Dataset entries:

--------------------------------

PR #756, opened 2022-02-22
WIP [PRODX-22032]: added entities details

AntonNos:


src/store/ClusterStore.js
```diff
@@ -0,0 +1,114 @@
+//
```
bnalisnikovskiy, line 1: this file should be removed

src/renderer/components/EntitiesDetails/MccCredentialEntity.js
```diff
@@ -0,0 +1,35 @@
...
+    </>
+  );
+};
+
+MccCredentialEntity.propTypes = {
+  data: PropTypes.object.isRequired,
+  provider: PropTypes.string,
+  region: PropTypes.string,
+  status: PropTypes.string,
+  created: PropTypes.string,
```
bnalisnikovskiy, line 27: It doesn't work in that way. Check propTypes docs. You need `shape` here

bnalisnikovskiy (changes requested):

stefcameron (changes requested):
@AntonNos I appreciate your work here, but this seems much too complicated for what actually needs to be done.

Just move [this array](https://github.com/Mirantis/lens-extension-cc/blob/master/src/renderer/renderer.tsx#L105-L198) into a new module, say, `/src/renderer/catalogEntityDetails.js`

Export the array from the module and import it into renderer.tsx and assign it at line 105.

Then all that remains to do is just add the missing properties, which means adding a few more `<DrawerItem>`s, a few more strings, and related property typesets to the relevant Catalog entity class. For example, if you're adding an additional property for a CredentialEntity, you would add that property to the `spec` object defined here: https://github.com/Mirantis/lens-extension-cc/blob/master/src/catalog/CredentialEntity.ts#L48

No need to move any mock data out of `IpcMain`. SyncManager work will take care of that. @AntonNos @bnalisnikovskiy see my suggestion for how to approach the SyncManager work here: https://mirantis.jira.com/browse/PRODX-21909?focusedCommentId=886612

That's pretty much it. It should be a relatively simple change.

Also, I'm concerned that you're bringing back old things like the `cluster-store` that was deleted. Please make sure you're synced to the latest master.

stefcameron:
Closing in favor of #763

PR #758, opened 2022-02-23
PRODX-22081 Updated extractJwtPayload and add missed Credential type

bnalisnikovskiy:
[Link to the ticket](https://mirantis.jira.com/browse/PRODX-22081)
- Used Buffer instead of `atob` for Node.js env
- Added one more Credential kind to the validation list


stefcameron (approved):
👌

PR #759, opened 2022-02-23
PRODX-22043 [WIP] Add SyncManager

bnalisnikovskiy:


src/store/SyncStore.js
```diff
@@ -0,0 +1,151 @@
...
+    rtv.EXPECTED,
+    rtv.ARRAY,
+    { $: [rtv.OBJECT, { ctor: licenseEntityModelTs }] },
+  ],
+  proxies: [
+    rtv.EXPECTED,
+    rtv.ARRAY,
+    { $: [rtv.OBJECT, { ctor: proxyEntityModelTs }] },
+  ],
+};
```
stefcameron, line 34: This is a good try, but the `OBJECT` type doesn't take a `ctor` ("constructor") option because the `OBJECT` type doesn't validate a class instance. Only `CLASS_OBJECT` does. The docs for the [shape args](https://rtvjs.stefcameron.com/api/#rtvref.types.shape_object_args) explains this (though the generated docs, I admit, are not the easiest to read; detailed, I hope, but not easy to read).

So `ctor` is just being ignored here, and the only validation that's happening is that each property is an `EXPECTED` (i.e. could be `null` also, which I don't think we want to have to handle) array of [OBJECT](https://rtvjs.stefcameron.com/api/#rtvref.types.OBJECT) types (which is pretty much anything...).

Since `getDefaults()` initializes the store's properties to empty array, we don't need to handle a `null` case for any of them. That means each property can be `REQUIRED`, and since `REQUIRED` is the default "qualifier", it doesn't need to be mentioned.

As for the arrays, each element should be an object with the specified _shape_ of `credentialEntityModelTs` ("Ts" is short for "Typeset", which is either a shape that describes an object and implies the `OBJECT` type, unless a specific object type is specified, or a list of possible types, which is where the array comes in; a bit difficult to explain, but I hope the [tutorial](https://rtvjs.stefcameron.com/#tutorials) is nice walk through and makes it easy to understand what all the parts are).

So in the end, with `ARRAY` short notation, the entire `storeTs` can be reduced to this:

```javascript
credentials: [[credentialEntityModelTs]],
sshKeys: [[sshKeyEntityModelTs]],
clusters: [[rtv.ANY]], // eventually: [[clusterEntityModelTs]],
licenses: [[licenseEntityModelTs]],
proxies: [[proxyEntityModelTs]],
```

By default, a `REQUIRED ARRAY` does not have a minimum length. It just requires the overall type to be an `Array`, so it can be empty. You could use `ARRAY` type options to specify a minimum length (if you needed to).

src/store/SyncStore.js
```diff
@@ -0,0 +1,151 @@
...
+
+  constructor() {
+    super({
+      configName: 'sync-store',
+      defaults: SyncStore.getDefaults(),
+    });
+    makeObservable(this);
+  }
+
+  /** Reset clouds to default empty object */
```
stefcameron, line 72: "clouds" -> "properties"

stefcameron (commented):
I took a quick peak... 🙂 You're on the right track!

src/store/SyncStore.js
bnalisnikovskiy: I'm wondering why, but signature like this doesn't work. Left a comment on line 11

stefcameron: I missed that. It should work, though. I'd have to see the error you're getting from RTV.js when it fails to verify the shape.

PR #763, opened 2022-02-28
[PRODX-22001] Added details to all catalog items

AntonNos:


src/renderer/catalogEntityDetails.tsx
```diff
@@ -0,0 +1,158 @@
...
+          />
+          <DrawerItem
+            name={strings.catalog.entities.common.details.props.uid()}
+          >
+            {props.entity.metadata.uid || unknownValue()}
+          </DrawerItem>
+          <DrawerItem
+            name={strings.catalog.entities.sshKey.details.props.dateCreated()}
+          >
+            {props.entity.spec.created || unknownValue()}
```
stefcameron, line 46: All of the `props.entity.spec.created` would change to `props.entity.spec.createdAt` and we would feed that into [dayjs.from(createdAt, true)](https://day.js.org/docs/en/display/from), which should give us something like "4 months" or "2 days", etc.

The final value would be `` createdAt ? `${dayjs(createdAt).format('MMMM DD, YYYY')} (dayjs.from(createdAt, true))` : unknownValue() ``

And since we'll repeat this in a bunch of places, might as well make a function out it. 🙂 

__Note:__ We don't have [dayjs](https://day.js.org/en/) as a dependency yet. `yarn add --dev dayjs` and then in this module:

```javascript
import dayjs from 'dayjs';
import dayjsRelativeTimePlugin from 'dayjs/plugin/relativeTime';
dayjs.extend(dayjsRelativeTimePlugin);

const getCreatedValue = function (createdAt) {
  // you can use dayjs.from(createdAt, true)...
}
```

src/renderer/catalogEntityDetails.tsx
```diff
@@ -0,0 +1,158 @@
...
+          </DrawerItem>
+          <DrawerItem
+            name={strings.catalog.entities.credential.details.props.region()}
+          >
+            {props.entity.spec.region || unknownValue()}
+          </DrawerItem>
+          <DrawerItem
+            name={strings.catalog.entities.credential.details.props.mccStatus()}
+          >
+            {props.entity.spec.status || unknownValue()}
```
stefcameron, line 84: Check `props.entity.spec.valid` and use "Valid" if true or "Invalid" if false.

src/renderer/catalogEntityDetails.tsx
```diff
@@ -0,0 +1,158 @@
...
+
+const {
+  catalog: {
+    entities: {
+      common: { details: unknownValue },
+    },
+  },
+} = strings;
+
+const catalogEntityDetails = [
```
stefcameron, line 28: I'd prefer to avoid default exports, so just `export const catalogEntityDetails = ...` here. We don't use default exports in any other module in the project, so let's be consistent.

stefcameron (changes requested):
Thank you! This is going much better than #756 A few comments, but nothing huge. Not much left to do.

src/catalog/CredentialEntity.ts
```diff
@@ -54,8 +54,8 @@ export const credentialEntityModelTs = mergeRtvShapes(
         },
       ],
       region: [rtv.OPTIONAL, rtv.STRING],
-      status: [rtv.OPTIONAL, rtv.STRING],
-      created: [rtv.OPTIONAL, rtv.STRING],
+      valid: rtv.BOOLEAN,
+      createdAt: [rtv.OPTIONAL, rtv.STRING],
```
stefcameron, line 58: `createdAt` shouldn't be optional, so just `createdAt: rtv.STRING`. Also, I had mentioned this in [this comment](https://github.com/Mirantis/lens-extension-cc/pull/763#discussion_r816056652):

> Since every Catalog Entity will have a "Created" line item in the Details panel, the `createdAt` property should be defined once for all entities here in the currently empty `spec: {}` block: https://github.com/Mirantis/lens-extension-cc/blob/master/src/catalog/catalogEntities.js#L51

But I think it may have been hidden by GitHub and you just missed it. I don't like the way GH hides some comments when there are many.

src/catalog/CredentialEntity.ts
```diff
@@ -66,8 +66,8 @@ export const credentialEntityModelTs = mergeRtvShapes(
 export interface CredentialSpec {
   provider?: string;
   region?: string;
-  status?: string;
-  created?: string;
+  valid: boolean;
+  createdAt?: string;
```
stefcameron, line 70: `createdAt` shouldn't be optional, so just `createdAt: string` for the TypeScript typings -- this goes for all other entities as well since they all have `createdAt`.

src/renderer/catalogEntityDetails.tsx
```diff
@@ -41,9 +51,9 @@ const catalogEntityDetails = [
             {props.entity.metadata.uid || unknownValue()}
           </DrawerItem>
           <DrawerItem
-            name={strings.catalog.entities.sshKey.details.props.dateCreated()}
+            name={strings.catalog.entities.common.details.props.dateCreated()}
           >
-            {props.entity.spec.created || unknownValue()}
+            {getCreatedValue(props.entity.spec.createdAt) || unknownValue()}
```
stefcameron, line 56: Since `createdAt` is a required property, this can simply be:

```suggestion
            {getCreatedValue(props.entity.spec.createdAt)}
```

Especially since `getCreatedValue()` will always return a string anyway, so the `|| unknownValue()` will never get called.

Please update this for all occurrences.

src/strings.ts
```diff
@@ -287,7 +287,7 @@ export const catalog: Dict = {
       // details panel
       details: {
         props: {
-          dateCreated: () => 'Date created',
+          //
```
stefcameron, line 290: This empty comment should be removed.

stefcameron (changes requested):
Thanks for the updates! Just a couple of things missed from the previous review.

src/main/IpcMain.js
```diff
@@ -29,6 +29,10 @@ export class IpcMain extends Main.Ipc {
   //
   // SINGLETON
   //
+  constructor(extension) {
+    super(extension);
+    extension.addCatalogSource(consts.catalog.source, catalogSource);
+  }
```
stefcameron, line 35: I ended-up fixing this on `master`; you'll see when you rebase.

stefcameron (approved):
Awesome, thank you! I will merge this.

PR #768, opened 2022-03-03
[PRODX-22247]: added open in browser functionality to catalog entities

AntonNos:


src/util/helper.js
```diff
@@ -0,0 +1,7 @@
+/**
+ * Generate URL for single entity.
+ * @param {object} metadata Single entity metadata.
+ */
+export const generateEntityUrl = (metadata) => {
+  return `${metadata.cloudUrl}/${metadata.namespace}/type?name=${metadata.name}`;
```
stefcameron, line 6: Not quite. The URL isn't valid. Use your access to the internal MCC instance to figure out what the URL will be given the entity type.

Also, instead of a new generic "helper" module, let's put this method in `src/catalog/catalogEntities.js`

src/catalog/CredentialEntity.ts
```diff
@@ -111,9 +113,11 @@ export class CredentialEntity extends Common.Catalog.CatalogEntity<
...
       context.menuItems.push({
-        title: `(WIP) ${strings.catalog.entities.common.contextMenu.browserOpen.title()}`,
+        title: strings.catalog.entities.common.contextMenu.browserOpen.title(),
         icon: 'launch', // NOTE: must be a string; cannot be a component that renders an icon
         onClick: async () => {
+          openBrowser(generateEntityUrl(this.metadata));
+
           logger.log(
             'CredentialEntity/CredentialEntity.onContextMenuOpen.browserOpen',
             'opening Credential %s in browser...',
```
stefcameron, line 123: These placeholder log statements can be removed for each entity type.

stefcameron (changes requested):

src/util/helper.js
stefcameron: Also, maybe you can use the enumeration values from https://github.com/Mirantis/lens-extension-cc/blob/master/src/api/apiConstants.js#L11 to help identify the entity for which you need a URL instead of creating another "entity types" list. So we'd have `generateEntityUrl(apiEntities.PUBLIC_KEY, entity)`.

Might also be good for this function to receive the full entity, not just its metadata.

stefcameron: I actually ended-up having to implement something that would help here, but it's still on #759 right now, which is that every Catalog entity will now have a `entity.metadata.kind` property, which will be one of the values in the new `apiKinds` enum, which is now defined in `/api/apiConstants.js` (see the file in the PR).

So with that, you wouldn't need to pass the kind in, because you'd already have it. We would just need to pass the Catalog entity into the function, like `generateEntityUrl(entity)`, and internally, you could compare `entity.metadata.kind` to one of the values in `apiKinds` and generate the correct URL based on that kind.

There is also `apiCredentialKinds` in `/api/apiConstants.js` which provides an enum of just the credentials (i.e. a subset of `apiKinds`), which could help to identify if the entity is some type of credential (the URL will be the same for any type of credential, except its name, of course).

stefcameron: This is now all on master: https://github.com/Mirantis/lens-extension-cc/blob/master/src/api/apiConstants.js#L56

AntonNos: > Also, maybe you can use the enumeration values from https://github.com/Mirantis/lens-extension-cc/blob/master/src/api/apiConstants.js#L11 to help identify the entity for which you need a URL instead of creating another "entity types" list. So we'd have `generateEntityUrl(apiEntities.PUBLIC_KEY, entity)`.
> 
> Might also be good for this function to receive the full entity, not just its metadata.

Thanks Stefan, I fixed your comments. But have only 1 question - there is no 'general' enum for Credentials in `apiEntities`. I used `OPENSTACK_CREDENTIAL` for credential entity. Is it OK or should I add one more enum `CREDENTIAL`?

stefcameron: With what I pushed to master last night, you don't need to pass the entity into the function because you have it in `entity.metadata.kind`, and for credentials, you can check if the `kind` is included in `apiCredentialKinds` values instead of checking for one specific value like the other entities.

stefcameron (changes requested):

src/catalog/catalogEntities.js
```diff
@@ -137,3 +138,30 @@ export const clusterEntityModelTs = mergeRtvShapes({}, catalogEntityModelTs, {
...
+ * @param {object} entity Single entity.
+ */
+export const generateEntityUrl = (entity) => {
+  const url = `${entity.metadata.cloudUrl}/projects/${entity.metadata.namespace}`;
+
+  if (Object.values(apiCredentialKinds).includes(entity.metadata.kind)) {
+    return `${url}/creds?name=${entity.metadata.name}`;
+  }
+
+  switch (entity.metadata.kind) {
```
stefcameron, line 153: Somehow we lost the cluster case. 🙂 We need `case apiKinds.CLUSTER` and it should open to the `/clusters/{entity.metadata.name}` page of the MCC instance.

stefcameron (changes requested):
Aaaaaalllllmoooost there... 😉

src/catalog/catalogEntities.js
AntonNos: Ohh, I didn't add it because had a plan to add it in scope of "Cluster" task. BTW, I added it here:)

stefcameron: Oh, OK, I didn't realize that. But thanks for adding it anyway!

stefcameron (approved):
🎉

--------------------------------

Required work:
The answer should be a number alone: the count of lines in the records that hold the word "licenseEntityModelTs".

Written answer:
2